I find that in your monte carlo experiment,the initial value of parameter is the true value,but if we deviate from the true value,it may converge to different estimation result.

  1. You cannot easily do a two-step approach, because the model is nonlinear, i.e. there will be an effect of the SV parameters on the regression coefficients.
  2. I would be surprised if there is really convergence to a different distribution. I would rather expect that the MCMC has not converged to its ergodic distribution yet. That is why you need to do convergence checks.

Thank you!But in Ng et al. (2015) AER’s paper “measuring uncertainty”,they firstly run OLS of the mean equation ,and then the estimation for SV process is estimated by R packages “stochol” independently.So I guess the SV process is exogenous,thus they can be isolated in the mean equation.

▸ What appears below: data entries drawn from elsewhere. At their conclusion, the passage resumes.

PR #86, opened 2022-11-11
Speed up `make coverage` by using tox's parallelism

seanh:
`make coverage` currently runs the unit tests for all Python versions in serial and then runs the coverage report. Speed it up by having it run the unit tests in parallel instead, then the coverage report. This is the same as how `make sure` already works.

**Scope:** this PR just speeds up `make coverage` by making it run tests in parallel rather than serial. It doesn't change what `make coverage` actually does. In particular: `make coverage` always runs all the tests before printing the coverage report. It might be better if it only ran the tests if they need to be run (if the code has changed since the last time the tests for each Python version were run and generated coverage data) but getting it to do that is a more vexxed problem than it may seem and anyway :man_shrugging: Note that if you just want to run the coverage report and not the tests you can do `tox -e coverage`. Anyway, out of scope here.

### DIFF
--- a/_shared/project/Makefile
+++ b/_shared/project/Makefile
@@ -88,7 +88,6 @@ frontend-checkformatting:
 
 .PHONY: test
 $(call help,make test,"run the unit tests in Python {{ python_versions()|first|pyformat(PyFormats.MAJOR_DOT_MINOR_FMT) }}")
-coverage: test
 test: python
 	@pyenv exec tox -qe tests
 
@@ -105,7 +104,6 @@ frontend-test:
 {% set target = 'test-py%s'|format(python_version|pyformat(PyFormats.MAJOR_MINOR_FMT)) %}
 .PHONY: {{ target }}
 $(call help,make {{ target }},"run the unit tests in Python {{ python_version|pyformat(PyFormats.MAJOR_DOT_MINOR_FMT) }}")
-coverage: {{ target }}
 {{ target }}: python
 	@pyenv exec tox -qe py{{ python_version|pyformat(PyFormats.MAJOR_MINOR_FMT) }}-tests
 {%- endfor %}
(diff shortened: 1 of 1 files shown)


_shared/project/Makefile
```diff
@@ -105,15 +104,18 @@ frontend-test:
...
 
 .PHONY: coverage
 $(call help,make coverage,"run the tests and print the coverage report")
 coverage: python
-	@pyenv exec tox -qe coverage
+{%- if cookiecutter._directory == 'pyramid-app' %}
+	@pyenv exec tox -qe 'tests,coverage'
+{%- else %}
+	@pyenv exec tox --parallel -qe 'tests,py{{ "{" }}{{ python_versions()|rest|pyformat(PyFormats.MAJOR_MINOR_FMT)|separator(",") }}{{ "}" }}-tests,coverage'
+{%- endif %}
```
seanh, line 118: tox is aware of the dependency of `coverage` on `{pyXY-}tests`. If you just run `tox -e coverage` it'll just run the coverage report. But if you run `tox -e coverage,tests,py39-tests,py38-tests,py37-tests` it'll reorder the environments for you to run `coverage` last. If you add `--parallel` to that then it knows that all the tests can be run in parallel but `coverage` can't start until the tests finish.

_shared/project/Makefile
```diff
@@ -105,15 +104,18 @@ frontend-test:
...
 {{ target }}: python
 	@pyenv exec tox -qe py{{ python_version|pyformat(PyFormats.MAJOR_MINOR_FMT) }}-tests
 {%- endfor %}
 
 .PHONY: coverage
 $(call help,make coverage,"run the tests and print the coverage report")
 coverage: python
-	@pyenv exec tox -qe coverage
+{%- if cookiecutter._directory == 'pyramid-app' %}
+	@pyenv exec tox -qe 'tests,coverage'
```
seanh, line 115: No point in adding `--parallel` here since we're only running two environments and `coverage` can't start until `tests` finishes

marcospri (approved):

PR #91, opened 2022-11-15
Improve the `supervisord[-dev].conf` templates

seanh:
This enables the project to contain a
`.cookiecutter/includes/supervisor.json` file specifying the Supervisor programs to dev and prod. For example for h-h_periodic:

```json
{
  "programs": {
    "h-beat": {
      "dev": true,
      "prod": true,
        "settings": {
          "command": "celery -b %(ENV_H_BROKER_URL)s -A h_periodic.h_beat beat --pidfile=h-celerybeat.pid --loglevel INFO"
        }
    },
    "checkmate-beat": {
      "dev": true,
      "prod": true,
      "settings": {
        "command": "celery -b %(ENV_CHECKMATE_BROKER_URL)s -A h_periodic.checkmate_beat beat --pidfile=checkmate-celerybeat.pid --loglevel INFO"
        }
    },
    "lms-beat": {
      "dev": true,
      "prod": true,
      "settings": {
        "command": "celery -b %(ENV_LMS_BROKER_URL)s -A h_periodic.lms_beat beat --pidfile=lms-celerybeat.pid --loglevel INFO"
      }
    }
  }
}
```


_shared/project/conf/supervisord-dev.conf
```diff
@@ -1,29 +1,32 @@
...
-stderr_events_enabled=true
-stopsignal = KILL
-stopasgroup = true
+{% if include_exists("supervisor.json") %}
+{% set programs = include_json("supervisor.json").get("programs", {}) %}
+{% else %}
+{% if cookiecutter._directory == 'pyramid-app' %}
+{% set programs = {"web": {"dev": true, "prod": true, "settings": {"command": "gunicorn --bind :{{ cookiecutter.port }} --workers 1 --reload --timeout 0 --paste conf/development.ini"}}} %}
+{% else %}
+{% set programs = {"app": {"dev": true, "prod": true, "settings": {"command": "python3 -m h_periodic"}}} %}
```
seanh, line 11: The default programs for non-web apps that don't have a `supervisor.json` file. Whoops, need to not hard-code `h_periodic` here.

_shared/project/conf/supervisord-dev.conf
```diff
@@ -1,29 +1,32 @@
...
-command=python3 -m {{ cookiecutter.package_name }}
-stdout_events_enabled=true
-stderr_events_enabled=true
-stopsignal = KILL
-stopasgroup = true
+{% if include_exists("supervisor.json") %}
+{% set programs = include_json("supervisor.json").get("programs", {}) %}
+{% else %}
+{% if cookiecutter._directory == 'pyramid-app' %}
+{% set programs = {"web": {"dev": true, "prod": true, "settings": {"command": "gunicorn --bind :{{ cookiecutter.port }} --workers 1 --reload --timeout 0 --paste conf/development.ini"}}} %}
```
seanh, line 9: The default programs for Pyramid apps

_shared/project/conf/supervisord-dev.conf
```diff
@@ -1,29 +1,32 @@
...
+{% set default_program_settings = {"stdout_events_enabled": "true", "stderr_events_enabled": "true", "stopsignal": "KILL", "stopasgroup": "true"} %}
+{% for setting_name in default_program_settings.keys()|sort %}
+{{ setting_name }}={{ program_settings.pop(setting_name, default_program_settings[setting_name]) }}
+{% endfor %}
+{% for setting_name, setting_value in program_settings.items() %}
+{{ setting_name }}={{ setting_value }}
+{% endfor %}
 
+{% endif %}
+{% endfor %}
```
seanh, line 29: Ugh, maybe there's a nicer way to write this template code? But Jinja2 doesn't make it easy

_shared/project/conf/supervisord.conf
```diff
@@ -3,29 +3,32 @@ nodaemon=true
...
 logfile_maxbytes=0
-{% if cookiecutter.get("_directory") == "pyapp" %}
 
-[program:app]
-command=python3 -m {{ cookiecutter.package_name }}
-stdout_logfile=NONE
-stderr_logfile=NONE
-stdout_events_enabled=true
-stderr_events_enabled=true
+{% if include_exists("supervisor.json") %}
```
seanh, line 7: With cookiecutter there's no way to share template code or macros between different files within the `cookiecutters` repo, so we end up having to duplicate this whole chunk of template code

_shared/project/conf/supervisord.conf
```diff
@@ -3,29 +3,14 @@ nodaemon=true
...
-{% endif %}
-{% if include_exists("conf/supervisord.conf") %}
-
-{{ include("conf/supervisord.conf") -}}
-{% endif %}
+{% for program_name, program_data in supervisor_settings().programs.items() %}
+[program:{{ program_name }}]
+{% for setting_name, setting_value in program_data.settings.items() %}
+{{ setting_name }}={{ setting_value }}
+{% endfor %}
```
seanh, line 11: This for-loop has to be duplicated because with cookiecutter there's no way to share template or macro code between files. But at least the Python `supervisor_settings()` method has done most of the work so the duplicated for-loop is trivial.

_shared/local_extensions.py
```diff
@@ -110,11 +113,74 @@ def include_exists(self, context, path):
...
+            assert context.name.endswith("supervisord-dev.conf")
+            test = lambda program_settings: program_settings["dev"]
+
+        settings["programs"] = {
+            program_name: program_settings
+            for program_name, program_settings in settings["programs"].items()
+            if test(program_settings)
+        }
+
+        return settings
```
seanh, line 183: This Supervisor-specific method is implemented in Python partially because it's called by two templates (`supervisord.conf` and `supervisord-dev.conf`) and with cookiecutter there's no way to share template or macro code between files, but this global Python function is available to all templates.

And partially because the logic in this function (all the setting defaults and stuff) is really really hard to implement in Jinja2.

_shared/local_extensions.py
```diff
@@ -110,11 +113,74 @@ def include_exists(self, context, path):
...
+
+        if not settings.get("programs"):
+            if context["cookiecutter"]["_directory"] == "pyramid-app":
+                settings["programs"] = {
+                    "web": {
+                        "settings": {
+                            "command": f"gunicorn --bind :{context['cookiecutter']['port']} --workers 1 --reload --timeout 0 --paste conf/development.ini",
+                        }
+                    }
+                }
```
seanh, line 152: Newly-generated Pyramid app projects will get a single gunicorn process by default.

_shared/local_extensions.py
```diff
@@ -110,11 +113,74 @@ def include_exists(self, context, path):
...
+            else:
+                settings["programs"] = {
+                    "app": {
+                        "settings": {
+                            "command": "python3 -m {context['cookiecutter']['package_name']}",
+                        }
+                    }
+                }
```
seanh, line 160: Newly-generated non-web apps get a process that just run's the package's `__main__.py` file.

_shared/local_extensions.py
```diff
@@ -110,11 +113,74 @@ def include_exists(self, context, path):
...
+
+        for program in settings["programs"].values():
+            program.setdefault("dev", True)
+            program.setdefault("prod", True)
+            program.setdefault("settings", {})
+            program["settings"].setdefault("stdout_events_enabled", True)
+            program["settings"].setdefault("stderr_events_enabled", True)
+            program["settings"].setdefault("stopsignal", "KILL")
+            program["settings"].setdefault("stopasgroup", True)
```
seanh, line 169: This is trivial in Python but really hard to do in Jinja2. I'm not sure if it's possible to do this concisely and elegantly in Jinja2.

_shared/local_extensions.py
```diff
@@ -110,11 +113,84 @@ def include_exists(self, context, path):
...
+            assert context.name.endswith("supervisord-dev.conf")
+            test = lambda program_settings: program_settings["dev"]
+
+        settings["programs"] = {
+            program_name: program_settings
+            for program_name, program_settings in settings["programs"].items()
+            if program_settings[env]
+        }
+
+        return settings
```
seanh, line 193: This Supervisor-specific method is implemented in Python partially because it's called by two templates (`supervisord.conf` and `supervisord-dev.conf`) and with cookiecutter there's no way to share template or macro code between files, but this global Python function is available to all templates.

And partially because the logic in this function (all the setting defaults and stuff) is really really hard to implement in Jinja2.

_shared/local_extensions.py
```diff
@@ -110,11 +113,81 @@ def include_exists(self, context, path):
...
+                program["settings"].setdefault("stdout_logfile", "NONE")
+                program["settings"].setdefault("stderr_logfile", "NONE")
+
+        settings["programs"] = {
+            program_name: program_settings
+            for program_name, program_settings in settings["programs"].items()
+            if program_settings["dev" if dev else "prod"]
+        }
+
+        return settings
```
seanh, line 190: There's two reasons why this Supervisor-specific method has to be implemented in Python:

1. It's a total pain to write this logic (setting default values etc) in Jinja. Ends up really ugly
2. With cookiecutter there's no way to shared template code or macros between files. But this Python function is available to all templates

_shared/local_extensions.py
```diff
@@ -110,11 +113,78 @@ def include_exists(self, context, path):
...
+
+        Return the contents of the project's .cookiecutter/includes/{path} JSON
+        file deserialized into a Python object.
+
+        Return None if the project has no .cookiecutter/includes/{path} file.
+        """
+        return json.load(self._open(context, path))
+
+    @pass_context
+    def supervisor_settings(self, context):
```
seanh, line 134: There's two reasons why this Supervisor-specific method has to be implemented in Python:

1. It's a total pain to write this logic (setting default values etc) in Jinja. Ends up really ugly
2. With cookiecutter there's no way to shared template code or macros between files. But this Python function is available to all templates

_shared/project/conf/supervisord.conf
```diff
@@ -3,27 +3,37 @@ nodaemon=true
 environment=PYTHONUNBUFFERED="1"
 logfile=/dev/null
 logfile_maxbytes=0
-{% if cookiecutter.get("_directory") == "pyapp" %}
+{% if include_exists("conf/supervisord.conf.json") %}
```
seanh, line 6: This block of "duplicated" template code has the same structure and logic in `supervisord-dev.conf` and `supervisord.conf` but differs in some ways:

* The `supervisord.conf` template reads `supervisord.conf.json` whereas the `supervisord-dev.conf` template reads `supervisord-dev.conf.json`
* The set of default settings and values injected into each `[program:foo]` section differs between dev and prod
* The default lists of programs used if the project has no `supervisord.conf.json` or `supervisord-dev.conf.json` file are different

Unfortunately with cookiecutter there's no way to share template code or macros between two different template files in the `cookiecutters` repo. I can't say 100% for sure that there isn't some unintended way that we can hack around this but I don't think we should, especially not just for this one case.

_shared/local_extensions.py
```diff
@@ -154,4 +167,4 @@ def _readlines(self, context, path):
 
         includes = Path(target_dir) / ".cookiecutter/includes"
         full_path = Path(includes) / path
```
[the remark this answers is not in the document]
seanh: :+1: https://github.com/hypothesis/cookiecutters/pull/91/commits/0b3520982072a5705f3d9f03b222acb01363a1fc

_shared/project/conf/supervisord-dev.conf
```diff
@@ -1,27 +1,37 @@
...
+{% else %}
 
-{{ include("conf/supervisord-dev.conf") -}}
+[program:app]
+command=python3 -m {{ cookiecutter.package_name }}
+stdout_events_enabled=true
+stderr_events_enabled=true
+stopsignal=KILL
+stopasgroup=true
+{% endif %}
```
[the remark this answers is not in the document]
seanh: :+1: Moved this into a macro:

* https://github.com/hypothesis/cookiecutters/blob/f3e93dc640da1198d146dcdb89bc019bc64a56dd/_shared/project/conf/supervisord-dev.conf#L1-L27
* https://github.com/hypothesis/cookiecutters/blob/f3e93dc640da1198d146dcdb89bc019bc64a56dd/_shared/project/conf/supervisord.conf#L1-L29

It's a shame that I have to write it twice. But I think :crossed_fingers: this situation is unique to the twin `supervisord[-dev].conf` files: two files that're almost but not exactly the same. Hoping that problem won't come up again, in which case it's probably not worth trying to figure out a custom solution to the repetition (since we can't use normal Jinja2 includes or imports).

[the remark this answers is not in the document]
seanh: > Could you include a default `conf/supervisord-dev.conf.json` for the various project types as a templated out piece of data instead of having two mechanisms?

I don't think this would work, no. When creating a new project we don't have any way to control what order cookiecutter renders the files in, so we wouldn't be able to ensure that `.cookiecutter/includes/supervisord-dev.conf.json` gets rendered before `conf/supervisord-dev.conf` does. There _might_ be something we can do with a cookiecutter pre-gen hook here?? But that feels like quite a costly hack.

Generally I think templates need to be written to work in the absence of include files from the project for two cases:

1. When generating a new project none of the include files will exist yet
2. When updating an existing project any include files might be missing from the new project. For example an include file might have been deleted from the project. Or perhaps a new include got added to the templates since the last time this project was updated

I think any hacks that we try to get around this reality are gonna end up pretty messy

_shared/local_extensions.py
```diff
@@ -110,11 +112,22 @@ def include_exists(self, context, path):
     def include(self, context, path, indent=0):
         """Return the lines from the project's .cookiecutter/includes/{path} or an empty string."""
         try:
-            lines = self._readlines(context, path)
+            file_ = self._open(context, path)
```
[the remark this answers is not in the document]
seanh: > `handle` or `file_handle` is a good way to avoid this.

Hmm. I know it's common term but I'm not really sure what "handle" means though. I think semantically the file object *is* the file (it's an object representing the file) rather than a handle to the file. In the same way that a date object _is_ a date not a "date handle".

These seem to be called "file objects" in the Python docs so maybe `file_object` or `file_obj`? Or just follow [the example in the docs](https://docs.python.org/3/tutorial/inputoutput.html#reading-and-writing-files) and use `f`?

I'll go with `file_obj`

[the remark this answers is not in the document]
seanh: > Should we be doing `with self._open(context, path) as handle` here to ensure the handle is closed?

Yep, I think we should be: https://github.com/hypothesis/cookiecutters/pull/91/commits/9a54ad5c9e2e3ee537c99a551fce02735944b8a6

_shared/local_extensions.py
```diff
@@ -143,8 +156,8 @@ def dedent(self, s):
         """Return `s` dedented."""
         return dedent(s)
 
-    def _readlines(self, context, path):
-        """Return the lines from `path` in the project's .cookiecutter/includes dir."""
+    def _open(self, context, path):
+        """Return the file at  `path` in the project's .cookiecutter/includes dir."""
         target_dir = context["cookiecutter"].get("__target_dir__")
 
         if not target_dir:
```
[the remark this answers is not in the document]
seanh: I think honestly `_open()` either returns the file or raises `FileNotFoundError` if the file doesn't exist. The exception type alone is probably clear enough?

_shared/local_extensions.py
```diff
@@ -143,8 +156,8 @@ def dedent(self, s):
         """Return `s` dedented."""
         return dedent(s)
 
-    def _readlines(self, context, path):
-        """Return the lines from `path` in the project's .cookiecutter/includes dir."""
+    def _open(self, context, path):
+        """Return the file at  `path` in the project's .cookiecutter/includes dir."""
```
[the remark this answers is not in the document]
seanh: :+1:

_shared/local_extensions.py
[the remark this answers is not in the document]
seanh: Eh, whoops, that didn't work...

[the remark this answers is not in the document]
seanh: Had to fix that up, I think this now works: https://github.com/hypothesis/cookiecutters/pull/91/commits/0264422ba0cc7c7c03c7240c1e51f8fa6db8e9b3

PR #1740, opened 2016-10-13
Adding return's to address warnings mentioned in #1388

gordysc:
This addresses warnings generated because we don't explicitly return a promise as mentioned in Bluebird's API documentation:
http://bluebirdjs.com/docs/warning-explanations.html

### DIFF
--- a/src/runner.js
+++ b/src/runner.js
@@ -183,7 +183,7 @@ assign(Runner.prototype, {
   ensureConnection() {
     return Promise.try(() => {
       return this.connection || new Promise((resolver, rejecter) => {
-        this.client.acquireConnection()
+        return this.client.acquireConnection()
           .then(resolver)
           .catch(Promise.TimeoutError, (error) => {
             if (this.builder) {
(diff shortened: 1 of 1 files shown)


galenandrew:
This should resolve #1388

src/runner.js
```diff
@@ -183,7 +183,7 @@ assign(Runner.prototype, {
   ensureConnection() {
     return Promise.try(() => {
       return this.connection || new Promise((resolver, rejecter) => {
-        this.client.acquireConnection()
+        return this.client.acquireConnection()
```
elhigu: This place needs comment to code, which says something like "need to return promise or null from handler to prevent warning from bluebird"

Otherwise this return statement might be removed by accidents, since it doesn't serve any other purpose here.

src/runner.js
```diff
@@ -195,7 +195,7 @@ assign(Runner.prototype, {
           .catch(rejecter)
       })
     }).disposer(() => {
-      this.client.releaseConnection(this.connection)
+      return this.client.releaseConnection(this.connection)
```
elhigu: Also comment here.

src/runner.js
gordysc: Okay...this seems like a best practice though and we aren't explicitly calling it out elsewhere? I can certainly add the comments

gordysc:
@elhigu Comments have been added as per request.

PR #1748, opened 2016-10-19
Fix: config.pool default min may greater than user's config max

chenhui5416:
use case: 

```
    pool: {max: 1}
  })
```

Now, knex would thorw error, while pool max should greater than min.

### DIFF
--- a/src/client.js
+++ b/src/client.js
@@ -163,9 +163,11 @@ assign(Client.prototype, {
 
   poolDefaults(poolConfig) {
     const name = this.dialect + ':' + this.driverName + ':' + this.__cid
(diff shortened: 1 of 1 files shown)


elhigu:
Hi, thanks for the pull request. There is linting error and the test case for this is missing. 

I think it would be better to just throw error if min > max in that way there wouldn't be any hidden functionality which will hide clearly invalid configuration. Now if you pass `{ max: 2, min: 10 }` to pool, automatic changing min -> 2 will hide this configuration fail, where you probably wanted to pass `{ min: 2, max: 10 }` instead.

elhigu:
Closing for now, can be reopened if implementation is fixed and test case added.

PR #1775, opened 2016-11-08
Mssql does a rollback internally that knex doesn't take into account

RubenSlabbert:
As the title suggests I had a situation in my code where the following code would result in a `TransactionError EABORTED` from the internal mssql driver:

```javascript
knex.transaction(async trx => {
   const id = await trx.do_something_that_errors();
   return await trx.do_something_correct(id);
});
```

The above code works correctly when tested with sqlite (i.e. it returns a rejected promise based on the first function), but fails with the mssql driver. This would happen because the first database call would cause node-mssql to roll back internally, and then when the final function runs the "already aborted" error would be returned.

My patch fixes that by listening for the rollback event on the driver and ensuring that a rollback only runs once. I'm not sure if this is the fix that the maintainers feel most comfortable with (or if it is even correct) since I'm new to the codebase, but it works correctly for my project.

### DIFF
--- a/src/dialects/mssql/transaction.js
+++ b/src/dialects/mssql/transaction.js
@@ -6,6 +6,10 @@ export default class Transaction_MSSQL extends Transaction {
 
   begin(conn) {
     debug('%s: begin', this.txid)
+    conn.tx_.on('rollback', () => {
+      debug('%s: rolling back', this.txid)
+      this._completed = true
+    })
     return conn.tx_.begin()
       .then(this._resolver, this._rejecter)
   }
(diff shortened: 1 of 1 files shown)


elhigu:
I've missed this completely... I was googling a bit, I suppose you have `SET XACT_ABORT ON` it is off by default. Either way this makes sense to support recognising implicit rollback.

This change looks correct, but is missing tests.

@Grimace1975 any comments about this mssql issue?

kibertoad:
@RubenSlabbert Any chance you could write a test for this?

RubenSlabbert:
Apologies for the delay on this. It looks like this has already been fixed (with tests) in a different way in #1885. The fix seems functionally equivalent, however the linked PR makes it more clear what happened. I'll close this PR.

PR #1777, opened 2016-11-09
Mssql update query generates invalid syntax

RubenSlabbert:
The update query for SQL Server requires `from` when doing a join. The join must also be after the `set`. See [here](http://stackoverflow.com/questions/982919/sql-update-query-using-joins).


rhys-vdw:
Hi @RubenSlabbert. These look good. I don't use MSSQL, but have just looked at [this StackOverflow](http://stackoverflow.com/a/9589124/317135) answer to confirm that it's correct.

Thanks for your contribution. Not sure what is going on presently release wise, but I can merge to master.

PR #1784, opened 2016-11-17
allow to use `first` method as aliased select

skarbovskiy:
allow to write something like this

```js
let subselect = knex.first('column').from('table2 as t2')
  .where(knex.raw('t2.ref_id = t1.id'))
  .orderBy('t2.created_at', 'desc').as('column');

let query = knex('table1 as t1')
  .first('t1.*', subselect)
  .where({'t1.id': id, 't1.removed_at': null});
```

without necessity to do `knex.select().limit().as('alias')`

### DIFF
--- a/src/formatter.js
+++ b/src/formatter.js
@@ -142,7 +142,10 @@ export default class Formatter {
   outputQuery(compiled, isParameter) {
     let sql = compiled.sql || '';
     if (sql) {
-      if (compiled.method === 'select' && (isParameter || compiled.as)) {
+      if (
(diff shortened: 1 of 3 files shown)


elhigu:
Hi, i

If I understood correctly this is bugfix to a feature that is already documented?

As far as I can tell the changes seem reasonable, however this PR needs test case to make sure that this feature won't break afterwards. Please check `CONTRIBUTING.md`.

elhigu:
Thanks!

PR #1788, opened 2016-11-17
Use new safe buffer allocation to conform with deprecation of `new Buffer(size)`

### LINKED ISSUE #1763: DeprecationWarning: Using Buffer without `new`...
I'm getting a deprecation warning on node 7.0.0:

`DeprecationWarning: Using Buffer without `new` will soon stop working. Use `new Buffer()`, or preferably `Buffer.from()`, `Buffer.allocUnsafe()` or `Buffer.alloc()` instead.`

AlexTes:
Use of 'new Buffer' has been deprecated in node v6. This swaps the only
deprecated buffer creation in knex with a safe new way of doing allocation. It uses the
safe-buffer module to stay backwards compatible with node < v4. For the full story see [here](https://github.com/AlexTes/buffer-deprecation)

I'd also be totally open to switching out the safe-buffer shim with a ponyfill.

The deprecated method of buffer creation concerns the oracle dialect. I tried to run the tests but failed to do so. If someone who can run the `DB='oracle' npm test` command would try it I'd be very grateful.

To be clear, this doesn't fix #1763. That issue is with knex' dependencies still. In particular node-postgres. However now that `new Buffer(size)` has also been deprecated this should be merged.

### DIFF
--- a/package.json
+++ b/package.json
@@ -19,6 +19,7 @@
     "node-uuid": "^1.4.7",
     "pg-connection-string": "^0.1.3",
     "readable-stream": "^1.1.12",
+    "safe-buffer": "^5.0.1",
     "tildify": "~1.0.0",
     "v8flags": "^2.0.2"
   },
--- a/src/dialects/oracledb/index.js
+++ b/src/dialects/oracledb/index.js
@@ -13,6 +13,7 @@ const helpers = require('../../helpers');
 const Transaction = require('./transaction');
 const Client_Oracle = require('../oracle');
 const Oracle_Formatter = require('../oracle/formatter');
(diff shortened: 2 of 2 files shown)


AlexTes:
Locally the tests pass for me against the default db's. Also for node 0.12.7 . Since it concerns a timeout test (I'll carefully put the blame elsewhere and suggest) it might be the hardware difference?

elhigu:
It was just some random failure. In travis some times DB queries are really slow...

elhigu:
Thanks!

AlexTes:
Happy to help! Thanks for great module!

No, the SV process is not exogenous, and you are definitely loosing efficiency if you do it in two steps. But of course you can proceed as in the Jurado et al (2015) paper and simply ignore the loss in efficiency (but note that that paper had a more complicated model due to the factor structure)

Thank you!But according to the OLS regression,the SV process obtained from the residuals is orthogonal to regressors.

What do you mean with “According to the OLS regression”?

I mean the OLS is orthogonal projection,thus the OLS residuals are orthogonal to the regressors.So if we firstly run an OLS of the mean equation in (3.2) shown in my figure above,the standard SV process obtained from the residuals is orthogonal to regressors.

AFAIK the result will be asymptotically consistent, but the OLS estimator is not efficient in this case. As you are usually dealing with finite samples, this can be problematic. Moreover, the point of the particle filter is to do full information techniques. By splitting it in two step, you are losing this characteristic. But if you are fine with this loss in efficiency, you can proceed in two steps.